O mais recente Inquérito de Conjuntura ao Investimento, que inquiriu os empresários entre abril e junho de 2018, revela ainda que este indicador deverá aumentar 5,1% este ano.

A desaceleração (2,2 pontos percentuais) prevista da Formação Bruta de Capital Fixo (FBCF) empresarial entre 2017 e 2018 está associada sobretudo às secções de comércio por grosso e a retalho, reparação de veículos automóveis e motociclos e das atividades de informação e de comunicação (-3,0 p.p. e -1,8 p.p., respetivamente).

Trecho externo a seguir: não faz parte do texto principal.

PR #92, opened 2017-09-15
get drag impact refactor

alexreardon:
This PR is designed to simplify how we handle `page` values in the system - as well as the `get-drag-impact` function. I noticed that the `get-drag-impact` function was more complicated then it needed to be so I have simplified how it works. 

This pull request does involve a functional change: currently the impact of a drag is based on the mouse selection point and not the center point which was not intended. Fixing that is as simple as changing the argument to getDragImpact from page.selection to page.center. However, I have gone all out and decided to clean the whole thing up a big before we move on.

I am providing all this detail in case i am unavailable to continue with it @jaredcrowe.


src/state/get-drag-impact.js
```diff
@@ -38,63 +37,57 @@ const getDroppablesScrollDiff = ({
...
-      direction: axis.direction,
-      destination: null,
-    };
+  if (!destination.isEnabled) {
+    return noImpact;
   }
 
-  const insideDroppable: DraggableDimension[] = getDraggablesInsideDroppable(
-    droppable,
+  const source: DroppableDimension = droppables[draggable.droppableId];
```
alexreardon: hopefully this is much clearer now

src/state/reducer.js
```diff
@@ -79,55 +77,38 @@ const move = ({
 
   const previous: CurrentDrag = state.drag.current;
   const initial: InitialDrag = state.drag.initial;
-  const droppable: DroppableDimension = state.dimension.droppable[initial.source.droppableId];
+  const currentWindowScroll: Position = windowScroll || previous.windowScroll;
```
alexreardon: rather than everywhere calculating page - it does just done here based on the window scroll

src/state/reducer.js
```diff
@@ -79,55 +77,38 @@ const move = ({
...
-      center,
+      selection: clientSelection,
+      center: add(offset, initial.client.center),
     };
     return result;
   })();
 
-  const scrollDiff: Position = subtract(droppable.scroll.initial, droppable.scroll.current);
-
-  const withinDroppable: WithinDroppable = {
```
alexreardon: within droppable is gone. It was only used for get-drag-impact and the new function is much clearer

src/state/action-creators.js
```diff
@@ -69,7 +69,6 @@ export type CompleteLiftAction = {|
     id: DraggableId,
     type: TypeId,
     client: InitialDragLocation,
-    page: InitialDragLocation,
```
alexreardon: Removed page from all these actions - easy to compute once with windowScroll in the reducer

src/state/get-drag-impact.js
```diff
@@ -1,182 +0,0 @@
-// @flow
```
alexreardon: now split into different files for clarity and simplification

src/state/get-drag-impact/index.js
```diff
@@ -0,0 +1,68 @@
...
+type Args = {|
+  pageCenter: Position,
+  draggable: DraggableDimension,
+  // all dimensions in system
+  draggables: DraggableDimensionMap,
+  droppables: DroppableDimensionMap
+|}
+
+export default ({
+  pageCenter,
```
alexreardon: now calling this out explicitly

src/state/get-drag-impact/in-home-list.js
```diff
@@ -0,0 +1,100 @@
...
+
+export default ({
+  pageCenter,
+  draggable,
+  home,
+  insideHome,
+}: Args): DragImpact => {
+  const axis: Axis = home.axis;
+  const homeScrollDiff: Position = subtract(home.scroll.current, home.scroll.initial);
+  const originalCenter: Position = draggable.page.withoutMargin.center;
```
alexreardon: TODO: check this position

alexreardon: This is correct - the ordering of the variables was a little funny so i have cleaned that up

Os principais contributos para o desempenho da FBCF em 2017 vieram das indústrias transformadoras e de comércio por grosso e a retalho e da reparação de veículos automóveis e motociclos que registaram os contributos positivos mais acentuados (3,2 p.p. no primeiro caso e 2,2 p.p. no segundo caso), “em resultado de crescimentos de 10,8% e 15,9% [da FBCF), respetivamente”.

Já a secção de eletricidade, gás, vapor, água quente e fria e ar frio “destacou-se por apresentar o contributo negativo mais acentuado para a variação do investimento em 2017 (contributo de -1,4 p.p. e decréscimo de -16,8% do investimento”.

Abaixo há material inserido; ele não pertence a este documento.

PR #95, opened 2017-09-18
board story demonstrates issue with margin collapse + placeholder

jaredcrowe:
just creating this PR to get the storybook build, feel free to decline it

### DIFF
--- a/stories/src/primatives/quote-list.jsx
+++ b/stories/src/primatives/quote-list.jsx
@@ -18,7 +18,7 @@ const Wrapper = styled.div`
   display: flex;
   flex-direction: column;
   opacity: ${({ isDropDisabled }) => (isDropDisabled ? 0.5 : 'inherit')};
-  padding: ${grid}px;
+  padding: 0 ${grid}px;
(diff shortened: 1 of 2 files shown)


stories/src/primatives/quote-list.jsx
```diff
@@ -18,7 +18,7 @@ const Wrapper = styled.div`
   display: flex;
   flex-direction: column;
   opacity: ${({ isDropDisabled }) => (isDropDisabled ? 0.5 : 'inherit')};
-  padding: ${grid}px;
```
alexreardon: I am not sure if it is feasible to detect for margin collapsing for droppable placeholders. My current thinking is to add a note about it in the docs and leave it at that. Thoughts?

jaredcrowe: might have to be. I'm spiking a solution atm but I'm not sure if it'll cover everything. I'll report back 👨‍🚀

alexreardon:
Can we close this one?

jaredcrowe:
yup 👍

Olhando para a previsão de crescimento de 5,1 do investimento empresarial em 2018, o INE indica que será feito a reboque dos sectores dos transportes e armazenagem (contributo de 2 p.p. e variação de 30,9%) e da indústria transformadora (contributo de 1,5 p.p. e variação de 4,7%).

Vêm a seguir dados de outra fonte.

PR #98, opened 2017-09-19
fix droppable dimension calculation when within a shared scroll conta…

jaredcrowe:
…iner

### DIFF
--- a/src/view/droppable-dimension-publisher/droppable-dimension-publisher.jsx
+++ b/src/view/droppable-dimension-publisher/droppable-dimension-publisher.jsx
@@ -72,16 +72,9 @@ export default class DroppableDimensionPublisher extends Component {
         return current;
       }
 
+      const { top, right, bottom, left } = current;
+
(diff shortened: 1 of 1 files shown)


src/view/droppable-dimension-publisher/droppable-dimension-publisher.jsx
```diff
@@ -72,16 +72,9 @@ export default class DroppableDimensionPublisher extends Component {
...
-      // We need to trim the dimension by the visible area of the scroll container
-
-      // Adjust the current dimension with the parents scroll
-      const top = current.top + scroll.y;
-      const bottom = current.bottom + scroll.y;
-      const left = current.left + scroll.x;
-      const right = current.right + scroll.x;
-
-      // Trim the dimension by the size of the parent
+      const { top, right, bottom, left } = current;
```
jaredcrowe: It seems to honestly be as simple as this, but I'm hesitant to believe it's this easy... 🤔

A FBCF é um indicador muito relevante porque revela se a capacidade de produção do país está a crescer e mostra se os empresários estão confiantes.

Mais capacidade de produção

Em 2017 e 2018, o investimento no aumento da capacidade de produção foi o principal objetivo do investimento (com um peso de 39,4% na média dos dois anos), seguindo-se o investimento de substituição (37,2%). Os objetivos de outros investimentos e de racionalização e reestruturação

representaram, respetivamente, 14,2% e 9,1% do total do investimento empresarial na média dos dois anos.

O autofinanciamento “continua a ser a principal fonte de financiamento para o investimento das empresas inquiridas, representando 65,8% e 64,3% do total em 2017 e 2018, respetivamente. Na média dos dois anos, esta fonte de financiamento assume particular relevância nas secções de atividades de informação e de comunicação (96,4%), de atividades de consultoria, científicas, técnicas e similares (82,3%) e de eletricidade, gás, vapor, água quente e fria e ar frio (81,9%)”, menciona o inquérito do INE.

Para a maioria das empresas, o principal fator que inibe o investimento continua a ser a deterioração das perspetivas de vendas (25,6% e 25,4% em 2017 e 2018, respetivamente), seguindo-se a insuficiência da capacidade de autofinanciamento (20,9% e 21,2%).

Boas perspetivas na criação de emprego

No que toca às expectativas de criação de emprego resultante do investimento realizado ou a realizar, a maioria dos sectores “apresentou saldos de respostas extremas positivos. Considerando a média dos dois anos analisados, salientam-se as secções de atividades de informação e de comunicação (29,4%), de indústrias extrativas (25,7%) e de transportes e armazenagem (21,1%) com as médias mais elevadas para os respetivos saldos”.

Em sentido contrário, com respostas negativas surgem os sectores financeiro e de seguros, e das atividades relacionadas com fabrico de energia.